A reader of my blog recently sent me a question, and I’m going to answer them today. They wanted to get some guidance on using iTerm 2 to automate a MUD, which is basically a text-based MMORPG.

Hi Ryan, I found you through your post about iTerm2 python scripting and would like to get your input on a project I’ve been thinking through:

The project is a helper-bot for an ancient 80’s text-based adventure game that’s run over an ssh session. The game supports multiple concurrent sessions with each session controlling a character in the game.

The character commands are relatively basic: say, kill, heal, cure, get, drop, follow, etc..

I’m looking for a script that runs as a daemon that can react to commands from one player character and execute them bot-style on a second character-session.

For example: a player (IronMan) would type something in session 1 that would appear in the “bot session” as:

IronMan says “GameBot, Heal”

The bot reads this and types into its own session:

heal IronMan

I’m looking to support a few different kinds of interactions, with this “heal” example being the most basic, but getting somewhat more complex for other types of interactions:

  • Execute a command once
  • Execute a command until told to stop
  • Execute a command until a condition is met
  • Any of the above, but accepting arguments to alter the bot output

I have a background in software development, although it’s been some time since I’ve been in the thick of it (and never with Python). I’m looking for a working skeleton that I can use to further develop for this game on my own.

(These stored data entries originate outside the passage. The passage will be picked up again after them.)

PR #1858, opened 2024-02-03
Autolink .cheatmd files

sabiwara:
Fixes https://github.com/elixir-lang/elixir/issues/13315

Screenshot 2024-02-03 at 15 38 35


wojtekmach:
Thank you!

PR #1859, opened 2024-02-04
Warn if there is a newer version available

agonzalezro:
Check hex.pm to see if there is a newer published version of ExDoc available and warn if that's the case.

The GET request was a timeout of 1s and will not fail in case the response from hex.pm is different from 200.

Jason isn't use only for testing anymore and HTTPoison was added as a dependency as well.

This idea was discussed between @zachdaniel and @josevalim  in an X's thread: https://twitter.com/josevalim/status/1745910892854681818


wojtekmach:
Thank you for the PR. We already have #1843 so let’s continue the discussion there.

agonzalezro:
Sorry about that, I didn't know it was already open.

PR #1861, opened 2024-02-08
Correctly link otp apps not in deps to erlang.org

garazdawi:


lib/ex_doc/autolink.ex
```diff
@@ -121,52 +122,52 @@ defmodule ExDoc.Autolink do
...
+
+      maybe_path ->
+        case :application.get_application(module) do
+          {:ok, app} ->
+            app
+
+          _ ->
+            with true <- is_list(maybe_path),
+                 [_, "ebin", app, "lib" | _] <- maybe_path |> Path.split() |> Enum.reverse() do
+              String.split(app, "-") |> Enum.at(0) |> String.to_atom()
```
josevalim, line 137:
```suggestion
              String.split(app, "-") |> hd() |> String.to_atom()
```

lib/ex_doc/autolink.ex
```diff
@@ -121,52 +122,52 @@ defmodule ExDoc.Autolink do
...
 
-        {otp?, app}
+      true ->
+        :ex_doc
     end
   end
 
+  defp is_app_otp(app) do
+    maybe_lib_dir_path = :code.lib_dir(app)
+    is_list(maybe_lib_dir_path) && List.starts_with?(maybe_lib_dir_path, :code.root_dir())
```
josevalim, line 168:
```suggestion
    is_list(maybe_lib_dir_path) and List.starts_with?(maybe_lib_dir_path, :code.root_dir())
```

lib/ex_doc/autolink.ex
```diff
@@ -302,16 +303,32 @@ defmodule ExDoc.Autolink do
...
+          case tool do
+            :otp ->
+              @otpappdocs
+
+            :ex_doc ->
+              @hexdocs
+          end
+
+        # TODO: In ex_doc_app_url we check if `app in config.apps` and
+        # then don't # link to hexdocs. Should we do the same here?
```
josevalim, line 318: Apps are only used by umbrella projects when generating docs for several projects at once. So in theory that could happen here if they have multiple Erlang sources. Could we use `ex_doc_app_url` here? Or would that be too complicated?

lib/ex_doc/autolink.ex
```diff
@@ -121,52 +122,52 @@ defmodule ExDoc.Autolink do
...
-            _ ->
-              with true <- is_list(maybe_path),
-                   [_, "ebin", app, "lib" | _] <- maybe_path |> Path.split() |> Enum.reverse() do
-                String.split(app, "-") |> Enum.at(0) |> String.to_atom()
-              else
-                _ -> nil
-              end
-          end
+    cond do
+      is_app_otp(app) and app not in apps ->
```
josevalim, line 158:
```suggestion
      is_app_otp(app) and app not in config.apps  ->
```

I can't think of when an otp app would be in deps. :) This way we can get rid of the `apps` variable.

lib/ex_doc/autolink.ex
josevalim: Yeah, so maybe we don't use `tool_app` at all and instead write:

```
cond do
  app in config.apps -> # no prefix
  is_app_otp(app) -> @otpappdocs
  true -> @hexdocs
end
```

?

garazdawi: Ah, so then maybe `e:` link prefix should not work for umbrella apps and they should use relative local links for extra pages?

josevalim: I think they should work because umbrella projects allow you generating docs both at the root (altogether) and individually, so linking should likely support both depending on config.apps?

josevalim: We also can write references to ourselves, right? So if `config.apps == [:stdlib]`, then `e:stdlib` should not have any prefix I think.

lib/ex_doc/autolink.ex
garazdawi: When I build the docs for Erlang/OTP, otp apps are in deps :)

josevalim: @garazdawi then wouldn't the tool accuse to be ExDoc and generate links for HexDocs? Or maybe it does not matter because deps will use their own URLs anyway, so we can apply this change anyway?

lib/ex_doc/autolink.ex
garazdawi: Ah, ok. I've got no idea how umbrellas work so didn't know it would be that easy. I'll apply your suggest above after lunch and add a test or two for that case.

garazdawi: So, just to clarify what we want:

```elixir
def prefix(app, config) do
  cond do
    app in config.apps ->
      ""
    Keyword.has_key?(app,config.deps) ->
     "#{Keyword.fetch!(app,config.deps)}"
    is_otp_app(app) ->
     @otpappdocs
    true ->
     @hexdocs
  end
end
```

How would I go about to warn for the case when an application that is not part of the dependencies is linked to? That is the code that currently does this:

```elixir
config.deps
|> Keyword.get_lazy(String.to_atom(app), fn ->
  maybe_warn(
    config,
    "documentation references \"e:#{string}\" but #{app} cannot be found in deps.",
    nil,
    %{}
    )
     @hexdocs <> "#{app}"
end)
```

I want to be able to catch misspellings for application names.

josevalim: Maybe this:

```elixir
def prefix(app, config) do
  cond do
    app in config.apps ->
      ""
    Keyword.has_key?(app,config.deps) ->
     "#{Keyword.fetch!(app,config.deps)}"
    is_otp_app(app) ->
     @otpappdocs
    is_elixir_app(app)
    true ->
     warn("omgomgomgomg")
     @hexdocs
  end
end
```

garazdawi: I pushed an update that now works I think :) Basically the code became this:

```elixir
def prefix(app, config) do
  cond do
    app in config.apps ->
      Atom.to_string(app)
    Keyword.has_key?(app,config.deps) ->
     "#{Keyword.fetch!(app,config.deps)}"
    is_otp_app(app) ->
     @otpappdocs <> Atom.to_string(app)
    true ->
     if Application.load(app) != :ok do
        warn(....)
     end
     @hexdocs <> Atom.to_string(app)
  end
end
```

which is quite close to what you proposed.

lib/ex_doc/autolink.ex
```diff
@@ -302,16 +298,34 @@ defmodule ExDoc.Autolink do
...
+            {:error, {:already_loaded, ^app}} ->
+              nil
+
+            _ ->
+              maybe_warn(
+                config,
+                "documentation references \"e:#{string}\" but #{app} cannot be found.",
+                nil,
+                %{}
+              )
```
josevalim, line 318:
```suggestion
          if Application.ensure_loaded(app) != :ok do
            maybe_warn(
              config,
              "documentation references \"e:#{string}\" but #{app} cannot be found.",
              nil,
              %{}
            )
```

josevalim:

Let me know what you think, and I’m happy to answer any further questions.

Thank you, Billy

Thanks for the question, Billy! I think that automating programs is a widely applicable skill, both for games as well as more serious tasks. Let’s take a look at what it would take to accomplish this. We don’t have an actual MUD to test with, but we can use ssh-chat to create an SSH-based chat room that will allow us to simulate the core idea. I just downloaded this program, and connected to it from two separate terminals to do all my testing. Here’s what it will look like:

Using iTerm 2 Triggers

The absolute simplest thing you can do actually gets you pretty close without any coding at all. iTerm Triggers can automatically send text to a terminal when they receive text. Let’s create a trigger so that when we see the text “Player said: Robot, heal”, the session will automatically respond with “do action heal”. We’ll use regular expressions to make “heal” be any command. The trigger will look like this:

  • Regular Expression: ^player: robot, (\w+)$
  • Action: Send Text...
  • Parameters: do action \1\r

The regular expression will match entire lines and the command can be any single word. The parameters include \1, which will be replaced with the single word command, and the \r is the escape sequence for the return key (if you omit this, the command will be typed but not sent).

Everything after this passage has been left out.